▸ **WHAT YOU NEED TO DO**: All entries should be printed precisely as written.

▸ **SOURCE DATA**:
Issue #187, opened 2022-09-01
Better error reporting on timeout


gingerwizard:
Currently, if the query deadline is exceeded (as controlled by QueryTimeout) in 2.0, the go driver returns a `error querying the database: context deadline exceeded` error. This isn't particularly clear and basically means the user needs to increase the query timeout (default 60s).

We should catch this specific error and wrap with something to indicate as such.

![image](https://user-images.githubusercontent.com/12695796/187908205-6f8ddeb8-4ac7-44c1-9699-a2c4727330c6.png)

gingerwizard:
note QueryTimeout is in 2.0 only - see https://github.com/grafana/clickhouse-datasource/pull/186

previous versions hardcoded at 30s.

gingerwizard:
This is a client issue. Ill wrap this error in the go-client and PR the plugin when we release the client.

aangelisc:
@gingerwizard are you able to create a PR for this? Was it fixed?

alyssabull:
Hey @gingerwizard - confirming if this issue was fixed and if so, is there a corresponding PR that we can link this issue to?

SpencerTorres:
@jkaflik yes, I can catch this error and add a clearer message 👍

dheerajathrey:
@SpencerTorres @jkaflik Was this issue fixed? If not any plan of picking this up?

aangelisc:
Hi @SpencerTorres,

I'm not sure about the fix for this one. The context timeout could be reached due to a number of reasons. Is there any way of us identifying from the ClickHouse driver if a query is long-running which could lead to this being hit.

▸ **EXERCISE OUTPUT**:
Issue #187, opened 2022-09-01
Better error reporting on timeout


gingerwizard:
Currently, if the query deadline is exceeded (as controlled by QueryTimeout) in 2.0, the go driver returns a `error querying the database: context deadline exceeded` error. This isn't particularly clear and basically means the user needs to increase the query timeout (default 60s).

We should catch this specific error and wrap with something to indicate as such.

![image](https://user-images.githubusercontent.com/12695796/187908205-6f8ddeb8-4ac7-44c1-9699-a2c4727330c6.png)

gingerwizard:
note QueryTimeout is in 2.0 only - see https://github.com/grafana/clickhouse-datasource/pull/186

previous versions hardcoded at 30s.

gingerwizard:
This is a client issue. Ill wrap this error in the go-client and PR the plugin when we release the client.

aangelisc:
@gingerwizard are you able to create a PR for this? Was it fixed?

alyssabull:
Hey @gingerwizard - confirming if this issue was fixed and if so, is there a corresponding PR that we can link this issue to?

SpencerTorres:
@jkaflik yes, I can catch this error and add a clearer message 👍

dheerajathrey:
@SpencerTorres @jkaflik Was this issue fixed? If not any plan of picking this up?

aangelisc:
Hi @SpencerTorres,

I'm not sure about the fix for this one. The context timeout could be reached due to a number of reasons. Is there any way of us identifying from the ClickHouse driver if a query is long-running which could lead to this being hit.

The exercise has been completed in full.